### EXCERPTED RECORDS
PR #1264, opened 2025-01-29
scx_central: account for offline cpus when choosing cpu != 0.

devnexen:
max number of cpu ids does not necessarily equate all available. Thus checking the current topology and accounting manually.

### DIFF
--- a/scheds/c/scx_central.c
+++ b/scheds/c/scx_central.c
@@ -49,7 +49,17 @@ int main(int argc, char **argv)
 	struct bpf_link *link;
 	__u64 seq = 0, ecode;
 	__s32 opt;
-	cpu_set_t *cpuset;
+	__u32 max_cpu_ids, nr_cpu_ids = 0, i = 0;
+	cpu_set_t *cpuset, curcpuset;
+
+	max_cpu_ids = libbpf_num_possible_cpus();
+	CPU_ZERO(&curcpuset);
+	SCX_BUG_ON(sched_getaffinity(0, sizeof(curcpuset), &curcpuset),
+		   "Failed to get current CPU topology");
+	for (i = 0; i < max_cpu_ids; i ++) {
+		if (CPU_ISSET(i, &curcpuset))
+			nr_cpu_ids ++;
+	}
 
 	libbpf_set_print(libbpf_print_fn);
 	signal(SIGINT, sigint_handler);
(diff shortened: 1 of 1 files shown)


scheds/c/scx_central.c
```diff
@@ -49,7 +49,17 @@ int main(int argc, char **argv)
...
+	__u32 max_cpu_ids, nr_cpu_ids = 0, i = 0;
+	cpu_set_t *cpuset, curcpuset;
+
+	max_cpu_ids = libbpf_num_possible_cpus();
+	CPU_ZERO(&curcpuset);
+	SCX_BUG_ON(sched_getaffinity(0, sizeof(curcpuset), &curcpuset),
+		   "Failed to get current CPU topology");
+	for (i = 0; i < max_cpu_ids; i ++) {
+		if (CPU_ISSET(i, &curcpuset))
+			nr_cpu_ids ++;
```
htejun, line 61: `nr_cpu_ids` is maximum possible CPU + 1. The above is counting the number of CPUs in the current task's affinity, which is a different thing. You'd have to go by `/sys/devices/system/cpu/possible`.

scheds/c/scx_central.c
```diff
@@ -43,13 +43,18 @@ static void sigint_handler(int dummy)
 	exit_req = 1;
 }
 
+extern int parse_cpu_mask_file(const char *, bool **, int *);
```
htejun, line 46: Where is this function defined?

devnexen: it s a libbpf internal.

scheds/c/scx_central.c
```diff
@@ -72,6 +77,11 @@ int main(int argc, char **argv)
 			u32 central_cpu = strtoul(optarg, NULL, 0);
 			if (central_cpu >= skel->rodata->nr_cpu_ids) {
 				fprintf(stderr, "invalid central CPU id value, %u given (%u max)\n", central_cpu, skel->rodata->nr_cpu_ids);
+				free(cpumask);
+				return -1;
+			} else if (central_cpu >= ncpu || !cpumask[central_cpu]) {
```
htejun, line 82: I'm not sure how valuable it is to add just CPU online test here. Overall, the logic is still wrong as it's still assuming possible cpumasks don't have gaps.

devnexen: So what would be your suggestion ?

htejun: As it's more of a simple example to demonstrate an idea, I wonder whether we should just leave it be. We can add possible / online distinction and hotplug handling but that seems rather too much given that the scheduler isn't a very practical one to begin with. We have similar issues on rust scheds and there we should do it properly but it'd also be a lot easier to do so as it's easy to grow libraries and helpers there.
---
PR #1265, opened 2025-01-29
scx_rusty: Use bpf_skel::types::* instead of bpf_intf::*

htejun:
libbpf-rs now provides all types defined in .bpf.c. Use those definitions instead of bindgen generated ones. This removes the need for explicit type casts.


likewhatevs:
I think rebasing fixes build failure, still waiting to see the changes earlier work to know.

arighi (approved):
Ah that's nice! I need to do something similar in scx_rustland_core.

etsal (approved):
---
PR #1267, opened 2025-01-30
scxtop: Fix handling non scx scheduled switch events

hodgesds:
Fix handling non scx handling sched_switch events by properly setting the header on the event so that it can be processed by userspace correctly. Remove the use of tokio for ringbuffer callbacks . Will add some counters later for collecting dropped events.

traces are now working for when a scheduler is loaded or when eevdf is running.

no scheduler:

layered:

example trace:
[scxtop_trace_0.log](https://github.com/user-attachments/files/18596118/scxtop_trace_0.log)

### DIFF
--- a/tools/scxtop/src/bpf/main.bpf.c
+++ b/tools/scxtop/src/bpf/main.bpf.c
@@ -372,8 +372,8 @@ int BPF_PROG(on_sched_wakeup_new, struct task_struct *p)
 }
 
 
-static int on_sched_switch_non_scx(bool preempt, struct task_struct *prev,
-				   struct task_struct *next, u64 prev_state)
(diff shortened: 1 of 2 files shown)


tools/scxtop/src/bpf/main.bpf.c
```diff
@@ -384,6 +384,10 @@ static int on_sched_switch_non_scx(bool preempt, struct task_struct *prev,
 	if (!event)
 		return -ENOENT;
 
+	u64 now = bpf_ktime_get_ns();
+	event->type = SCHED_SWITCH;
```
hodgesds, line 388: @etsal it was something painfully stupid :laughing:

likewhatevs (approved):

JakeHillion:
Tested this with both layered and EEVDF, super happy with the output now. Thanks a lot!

### WORK TO COMPLETE
For the records above, count the lines that contain the word "preempt" and give only that number.

### ANSWER SPACE
2